Collected data entries:
--- START ---

PR #608, opened 2022-08-18
Implement parallel, batched trial decryption in wallet scanning.

nuttycom:
This ports/reimplements the batched decryption approach used in zcashd to implement light wallet scanning.

### DIFF
--- a/zcash_client_backend/src/scan.rs
+++ b/zcash_client_backend/src/scan.rs
@@ -1,0 +1,526 @@
+use core::fmt;
+use std::collections::HashMap;
+use std::io;
+use std::mem;
+
+use crossbeam_channel as channel;
+use group::GroupEncoding;
+use zcash_note_encryption::{batch, BatchDomain, Domain, ShieldedOutput, ENC_CIPHERTEXT_SIZE};
+use zcash_primitives::{
+    block::BlockHash,
+    consensus, constants,
+    sapling::{self, note_encryption::SaplingDomain},
+    transaction::{
+        components::{sapling::GrothProofBytes, OutputDescription},
+        Transaction, TxId,
+    },
+};
+
+#[cxx::bridge]
+mod ffi {
+    #[namespace = "wallet"]
+    struct SaplingDecryptionResult {
+        txid: [u8; 32],
+        output: u32,
+        ivk: [u8; 32],
+        diversifier: [u8; 11],
+        pk_d: [u8; 32],
+    }
+
+    #[namespace = "wallet"]
+    extern "Rust" {
+        type Network;
+        type BatchScanner;
+        type BatchResult;
+
+        fn network(
+            network: &str,
+            overwinter: i32,
+            sapling: i32,
+            blossom: i32,
+            heartwood: i32,
+            canopy: i32,
+            nu5: i32,
+        ) -> Result<Box<Network>>;
+
+        fn init_batch_scanner(
+            network: &Network,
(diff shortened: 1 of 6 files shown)


zcash_client_backend/src/scan.rs
```diff
@@ -0,0 +1,221 @@
+use crossbeam_channel as channel;
```
daira, line 1: This isn't a standard library import; shouldn't it go in a different section?

zcash_client_backend/src/welding_rig.rs
```diff
@@ -141,16 +144,65 @@ impl ScanningKey for SaplingIvk {
...
+        tree,
+        existing_witnesses,
+        None,
+    )
+}
+
+pub(crate) fn add_block_to_runner<P: consensus::Parameters + Send + 'static>(
+    params: &P,
+    block: CompactBlock,
+    batch_runner: &mut BatchRunner<SaplingDomain<P>, CompactOutputDescription>,
```
daira, line 169: How hard will it be to adapt this to cover Orchard batch scanning? I'm concerned that we could end up duplicating quite a lot of code and I want to minimise that as far as possible.

str4d: I've already started the process of adding Orchard to the zcashd version of this in https://github.com/zcash/zcash/pull/6105. Once that is done I'll apply the same changes to this code, assuming it still exists (and hasn't been replaced with async logic).

zcash_client_backend/src/scan.rs
nuttycom: We generally group imports from all "external" libraries together.

str4d: I do try and group `std / core / alloc` imports separately from external crate dependencies, but it's easy for an editor doing automatic imports to not pay attention to that sometimes.

zcash_client_backend/src/scan.rs
```diff
@@ -1,200 +1,19 @@
-use core::fmt;
+use crossbeam_channel as channel;
 use std::collections::HashMap;
-use std::io;
+use std::fmt;
 use std::mem;
 
-use crossbeam_channel as channel;
```
str4d: To @daira's point, this change in the second commit would not be present if the split between `core/std` imports and external crate imports had been preserved.

zcash_client_backend/src/scan.rs
```diff
@@ -1,200 +1,19 @@
...
     /// The incoming viewing key used to decrypt the note.
-    ivk: D::IncomingViewingKey,
+    pub(crate) ivk: D::IncomingViewingKey,
     /// The recipient of the note.
-    recipient: D::Recipient,
+    pub(crate) recipient: D::Recipient,
     /// The note!
-    note: D::Note,
-    /// The memo sent with the note.
-    memo: D::Memo,
```
str4d: Non-blocking: we should figure out how to generalise this logic over compact and non-compact outputs, so we can potentially share it with `zcashd` (assuming the logic doesn't change significantly when we move to async).

str4d (approved):
utACK 397c76ca8d3972855392b7a3a4ec975a6958f674

zcash_client_backend/src/scan.rs
nuttycom: Agreed; I made a quick attempt at it before we started pairing on this but it added enough complexity that think that should be a separate refactoring.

--- END ---

- **Try it**:
Every line in the entries above that mentions the word "been" must be shown.

- **Answer space**:
str4d: I've already started the process of adding Orchard to the zcashd version of this in https://github.com/zcash/zcash/pull/6105. Once that is done I'll apply the same changes to this code, assuming it still exists (and hasn't been replaced with async logic).
str4d: To @daira's point, this change in the second commit would not be present if the split between `core/std` imports and external crate imports had been preserved.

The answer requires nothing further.